■ **DATASET ENTRIES**:
PR #7060, opened 2020-02-21
Missing perf counters fix

### LINKED ISSUE #7059: SqlServer Input - Missing "Batch Resp Statistics" for named instances
Soon I will open a PR with the fix

### Relevant telegraf.conf:

```toml
[[inputs.sqlserver]]
  servers = [
    "Server=__AnyNamedInstance__;User Id=<user>;Password=<pw>;app name=telegraf;log=1;",
  ]

  query_version = 2
  ## Just Don't exclude 'PerformanceCounters'
  exclude_query = [ 'Schedulers' , 'SqlRequests']
```

### System info:
Not relevant, it happens on every (on-prem) named instance, regardless of Windows server or SQL Server version (from SQL Server 2012 and above)

### Steps to reproduce:

Compare the data gathered with the plugin, between a default instance and a named instance, i.e:
- QDSRVMONITOR → This is a default instance, its hidden name is "MSSQLSERVER" but does not need to be specified
- QDSRVMONITOR\SQL2017 → This is a named instance ("SQL2017" in this case)

In the measurement "sqlserver_performance", you will miss a series of tags for the SQL Instance, their name pattern is "Batches >= __value__ms & < __value__ms 

### Expected behavior:

Those counters are gathered also for named instances

### Actual behavior:
Those counters are not gathered

### Additional info:

This is due to a filter in the query, which excludes this counter for named instances
```sql
  {etc}
  ) OR (
    object_name LIKE 'SQLServer:Batch Resp Statistics%'
  ) OR {etc}
```

For default instances, the "object_name" will match, but named instances have a different value for "object_name", which is like this "MSSQL$<InstanceName>"

Trovalo:
### Required for all PRs:

Resolves #7059 
Fixed some filter conditions in the Performance Counters queries (both v1 and v2).
The column "object_name" has different values between default and named instance
- **Default Instance** - object_name = SQLServer:Batch Resp Statistics
- **Named Instance** - object_name = <Instancename>:Batch Resp Statistics

The fix (in its own commit) has been made also for the v1 query (the logic is exactly the same), but I have no way to test it since none of my databases gathers the affected "object_name", which are "%FileTable" and"%Backup Device".

### DIFF
--- a/plugins/inputs/sqlserver/sqlserver.go
+++ b/plugins/inputs/sqlserver/sqlserver.go
@@ -632,7 +632,7 @@ WHERE	(
 			object_name LIKE '%User Settable%'
 			OR object_name LIKE '%SQL Errors%'
 		) OR (
-			object_name LIKE 'SQLServer:Batch Resp Statistics%'
+			object_name LIKE '%Batch Resp Statistics%'
 		) OR (
 			instance_name IN ('_Total')
 			AND counter_name IN (
--- a/plugins/inputs/sqlserver/sqlserver.go
+++ b/plugins/inputs/sqlserver/sqlserver.go
@@ -2302,7 +2302,7 @@ SELECT DISTINCT RTrim(spi.object_name) object_name
 , spi.cntr_value
 , spi.cntr_type
 FROM sys.dm_os_performance_counters spi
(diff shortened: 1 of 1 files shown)


danielnelson:
@denzilribeiro Can you take a look?

PR #7068, opened 2020-02-23
Refactored docker_log input

i-prudnikov:
### Required for all PRs:

In continue for https://github.com/influxdata/telegraf/pull/6863, there were 3 major points in discussion. All of them are addressed:
1. Missing features from proposed separate plugin (in https://github.com/influxdata/telegraf/pull/6863) merged into docker_log plugin. To have single plugin that deliver docker logs.
2. Approach to store offset not in a file (as implemented in tail plugin) is not working here, since the point is to make offset persistent even if telegraf was shut down. Still implemented via saving offset in a file.
3. Functionality to stop telegraf wasn't implemented, instead we can execute command specified in config. This is enough to communicate with environment.

__Summary of features added:__
1. Throttling for gathering container logs by limiting amount of log data to be read from the
each docker container and interval of log's reading. This primary use case here is to be protected from the situation 
lots of log entries (stack-tracing for example). This can cause high CPU utilisation of telegraf, and in case there are several such containers on the host we can hit the CPU limit.
3. Use original docker timestamps - to get the precise picture.
4. Optimisation for running under k8s for streaming logs from the containers in a POD.
The main feature here is to execute command when all containers from which we are streaming logs are exited/terminated. This allows to terminate POD in a consistent way, after all logs are delivered.


danielnelson:
Thanks @i-prudnikov, but I'll have to get back to this one in April after 1.13 is finished, can you send me reminder then?

i-prudnikov:
Hello Daniel, sure will ping you again. What is the best way . -to open a new ticket or leave  comment in this . PR?

danielnelson:
Just comment here and I should get the notification.

i-prudnikov:
Hello Daniel, just a reminder about this PR, as discussed above.

i-prudnikov:
Hello again @danielnelson, a kind reminder.

danielnelson:
I think what we should do is open a several new issues/pull requests, each that address one of these specific functionality changes:
- Use docker timestamps as metric timestamp.
- Save docker timestamp as offset and resume from offset.
- Add rate limiting to tailStream, using https://godoc.org/golang.org/x/time/rate

I don't think we should integrate the custom read logic.  It is too much complex and error prone code when we can use Dockers stdcopy.StdCopy function, and the options to configure it expose too much internal implementation details for my preference.

i-prudnikov:
Hello Daniel, let's proceed with your suggestion. I will split the changes into small PRs.
Regarding the custom read logic, so far the reason for it was to:
1. Be able to parse time-stamps as they go as a part of header of every log message
2. Rate limiting not the frequency of the API call but the amount of data.

I would be happy to simplify the code and utilise Dockers stdcopy.StdCopy function as it really much easier and less error prone, but so far I see no possibility to implement the improvements without custom read logic. 
Let me dig around, and I will come back with the first PR (Use docker timestamps as metric timestamp), hopefully without custom read logic.

sjwang90:
Going to close this PR - split into #7434 and #7749

PR #7069, opened 2020-02-23
Make input/docker work with windows

hoerup:
Fix: #4666
### Required for all PRs:

### DIFF
--- a/etc/telegraf.conf
+++ b/etc/telegraf.conf
@@ -2262,6 +2262,7 @@
 #   ## Docker Endpoint
 #   ##   To use TCP, set endpoint = "tcp://[ip]:[port]"
 #   ##   To use environment variables (ie, docker-machine), set endpoint = "ENV"
+#   ##   To Use Windows npipe, set endpoint = "npipe:////./pipe/docker_engine"
 #   endpoint = "unix:///var/run/docker.sock"
 #
 #   ## Set to true to collect Swarm metrics(desired_replicas, running_replicas)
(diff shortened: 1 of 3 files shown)


danielnelson:
At one point we moved the version forward to 1.24, but it was pulled back to version 1.21 since it broke connections to the version of Docker included with Ubuntu 14. (#4434)  This version of Ubuntu, while somewhat old, is still on extended support until midway though 2022, so I'd still like to keep it working.

What would be ideal is if we can find a way to set the variable to work with both versions, perhaps using the api version negotation in the docker library.  If that is impossible, we could make this user configurable but I'd first like an attempt to be made to find a way where that is not required.

hoerup:
I haven't tested it yet, but would it be possible to, even though non-versioned requests are deprecated, first do a version-less client lookup to dockers "/version" api endpoint to discover min/max supported version- and then use that to determine the right api version for the rest of the session ?

danielnelson:
I think this would probably work, if not I imagine there is another way we can make this work with one of the version negotiation functions.  We should test any change against the version included with Ubuntu 14 before merging to be sure.

hoerup:
@danielnelson what can I do get this moving along ? update PR to remove version pinning, so we rely on https://github.com/moby/moby/blob/master/client/client.go#L200

danielnelson:
Could you research a solution that will work for both Windows and Ubuntu 14?  Remember it is important that it works even when querying across platforms: Windows -> Ubuntu 14

erichiller:
Is there anything holding this PR up?

hoerup:
Do this really still need Ubuntu 14 compability ??

powersj:
Hi,

We merged the change for the client version already in a different PR. I am going to close this PR as it is conflicting and only adds some additional README changes. I would be happy to see those changes get added to the README, but no need to keep this open in the current state.

Thanks!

■ **REQUIREMENT**:
The task calls for each record to be returned verbatim.

■ **EXERCISE OUTPUT**:
PR #7060, opened 2020-02-21
Missing perf counters fix

### LINKED ISSUE #7059: SqlServer Input - Missing "Batch Resp Statistics" for named instances
Soon I will open a PR with the fix

### Relevant telegraf.conf:

```toml
[[inputs.sqlserver]]
  servers = [
    "Server=__AnyNamedInstance__;User Id=<user>;Password=<pw>;app name=telegraf;log=1;",
  ]

  query_version = 2
  ## Just Don't exclude 'PerformanceCounters'
  exclude_query = [ 'Schedulers' , 'SqlRequests']
```

### System info:
Not relevant, it happens on every (on-prem) named instance, regardless of Windows server or SQL Server version (from SQL Server 2012 and above)

### Steps to reproduce:

Compare the data gathered with the plugin, between a default instance and a named instance, i.e:
- QDSRVMONITOR → This is a default instance, its hidden name is "MSSQLSERVER" but does not need to be specified
- QDSRVMONITOR\SQL2017 → This is a named instance ("SQL2017" in this case)

In the measurement "sqlserver_performance", you will miss a series of tags for the SQL Instance, their name pattern is "Batches >= __value__ms & < __value__ms 

### Expected behavior:

Those counters are gathered also for named instances

### Actual behavior:
Those counters are not gathered

### Additional info:

This is due to a filter in the query, which excludes this counter for named instances
```sql
  {etc}
  ) OR (
    object_name LIKE 'SQLServer:Batch Resp Statistics%'
  ) OR {etc}
```

For default instances, the "object_name" will match, but named instances have a different value for "object_name", which is like this "MSSQL$<InstanceName>"

Trovalo:
### Required for all PRs:

Resolves #7059 
Fixed some filter conditions in the Performance Counters queries (both v1 and v2).
The column "object_name" has different values between default and named instance
- **Default Instance** - object_name = SQLServer:Batch Resp Statistics
- **Named Instance** - object_name = <Instancename>:Batch Resp Statistics

The fix (in its own commit) has been made also for the v1 query (the logic is exactly the same), but I have no way to test it since none of my databases gathers the affected "object_name", which are "%FileTable" and"%Backup Device".

### DIFF
--- a/plugins/inputs/sqlserver/sqlserver.go
+++ b/plugins/inputs/sqlserver/sqlserver.go
@@ -632,7 +632,7 @@ WHERE	(
 			object_name LIKE '%User Settable%'
 			OR object_name LIKE '%SQL Errors%'
 		) OR (
-			object_name LIKE 'SQLServer:Batch Resp Statistics%'
+			object_name LIKE '%Batch Resp Statistics%'
 		) OR (
 			instance_name IN ('_Total')
 			AND counter_name IN (
--- a/plugins/inputs/sqlserver/sqlserver.go
+++ b/plugins/inputs/sqlserver/sqlserver.go
@@ -2302,7 +2302,7 @@ SELECT DISTINCT RTrim(spi.object_name) object_name
 , spi.cntr_value
 , spi.cntr_type
 FROM sys.dm_os_performance_counters spi
(diff shortened: 1 of 1 files shown)


danielnelson:
@denzilribeiro Can you take a look?

PR #7068, opened 2020-02-23
Refactored docker_log input

i-prudnikov:
### Required for all PRs:

In continue for https://github.com/influxdata/telegraf/pull/6863, there were 3 major points in discussion. All of them are addressed:
1. Missing features from proposed separate plugin (in https://github.com/influxdata/telegraf/pull/6863) merged into docker_log plugin. To have single plugin that deliver docker logs.
2. Approach to store offset not in a file (as implemented in tail plugin) is not working here, since the point is to make offset persistent even if telegraf was shut down. Still implemented via saving offset in a file.
3. Functionality to stop telegraf wasn't implemented, instead we can execute command specified in config. This is enough to communicate with environment.

__Summary of features added:__
1. Throttling for gathering container logs by limiting amount of log data to be read from the
each docker container and interval of log's reading. This primary use case here is to be protected from the situation 
lots of log entries (stack-tracing for example). This can cause high CPU utilisation of telegraf, and in case there are several such containers on the host we can hit the CPU limit.
3. Use original docker timestamps - to get the precise picture.
4. Optimisation for running under k8s for streaming logs from the containers in a POD.
The main feature here is to execute command when all containers from which we are streaming logs are exited/terminated. This allows to terminate POD in a consistent way, after all logs are delivered.


danielnelson:
Thanks @i-prudnikov, but I'll have to get back to this one in April after 1.13 is finished, can you send me reminder then?

i-prudnikov:
Hello Daniel, sure will ping you again. What is the best way . -to open a new ticket or leave  comment in this . PR?

danielnelson:
Just comment here and I should get the notification.

i-prudnikov:
Hello Daniel, just a reminder about this PR, as discussed above.

i-prudnikov:
Hello again @danielnelson, a kind reminder.

danielnelson:
I think what we should do is open a several new issues/pull requests, each that address one of these specific functionality changes:
- Use docker timestamps as metric timestamp.
- Save docker timestamp as offset and resume from offset.
- Add rate limiting to tailStream, using https://godoc.org/golang.org/x/time/rate

I don't think we should integrate the custom read logic.  It is too much complex and error prone code when we can use Dockers stdcopy.StdCopy function, and the options to configure it expose too much internal implementation details for my preference.

i-prudnikov:
Hello Daniel, let's proceed with your suggestion. I will split the changes into small PRs.
Regarding the custom read logic, so far the reason for it was to:
1. Be able to parse time-stamps as they go as a part of header of every log message
2. Rate limiting not the frequency of the API call but the amount of data.

I would be happy to simplify the code and utilise Dockers stdcopy.StdCopy function as it really much easier and less error prone, but so far I see no possibility to implement the improvements without custom read logic. 
Let me dig around, and I will come back with the first PR (Use docker timestamps as metric timestamp), hopefully without custom read logic.

sjwang90:
Going to close this PR - split into #7434 and #7749

PR #7069, opened 2020-02-23
Make input/docker work with windows

hoerup:
Fix: #4666
### Required for all PRs:

### DIFF
--- a/etc/telegraf.conf
+++ b/etc/telegraf.conf
@@ -2262,6 +2262,7 @@
 #   ## Docker Endpoint
 #   ##   To use TCP, set endpoint = "tcp://[ip]:[port]"
 #   ##   To use environment variables (ie, docker-machine), set endpoint = "ENV"
+#   ##   To Use Windows npipe, set endpoint = "npipe:////./pipe/docker_engine"
 #   endpoint = "unix:///var/run/docker.sock"
 #
 #   ## Set to true to collect Swarm metrics(desired_replicas, running_replicas)
(diff shortened: 1 of 3 files shown)


danielnelson:
At one point we moved the version forward to 1.24, but it was pulled back to version 1.21 since it broke connections to the version of Docker included with Ubuntu 14. (#4434)  This version of Ubuntu, while somewhat old, is still on extended support until midway though 2022, so I'd still like to keep it working.

What would be ideal is if we can find a way to set the variable to work with both versions, perhaps using the api version negotation in the docker library.  If that is impossible, we could make this user configurable but I'd first like an attempt to be made to find a way where that is not required.

hoerup:
I haven't tested it yet, but would it be possible to, even though non-versioned requests are deprecated, first do a version-less client lookup to dockers "/version" api endpoint to discover min/max supported version- and then use that to determine the right api version for the rest of the session ?

danielnelson:
I think this would probably work, if not I imagine there is another way we can make this work with one of the version negotiation functions.  We should test any change against the version included with Ubuntu 14 before merging to be sure.

hoerup:
@danielnelson what can I do get this moving along ? update PR to remove version pinning, so we rely on https://github.com/moby/moby/blob/master/client/client.go#L200

danielnelson:
Could you research a solution that will work for both Windows and Ubuntu 14?  Remember it is important that it works even when querying across platforms: Windows -> Ubuntu 14

erichiller:
Is there anything holding this PR up?

hoerup:
Do this really still need Ubuntu 14 compability ??

powersj:
Hi,

We merged the change for the client version already in a different PR. I am going to close this PR as it is conflicting and only adds some additional README changes. I would be happy to see those changes get added to the README, but no need to keep this open in the current state.

Thanks!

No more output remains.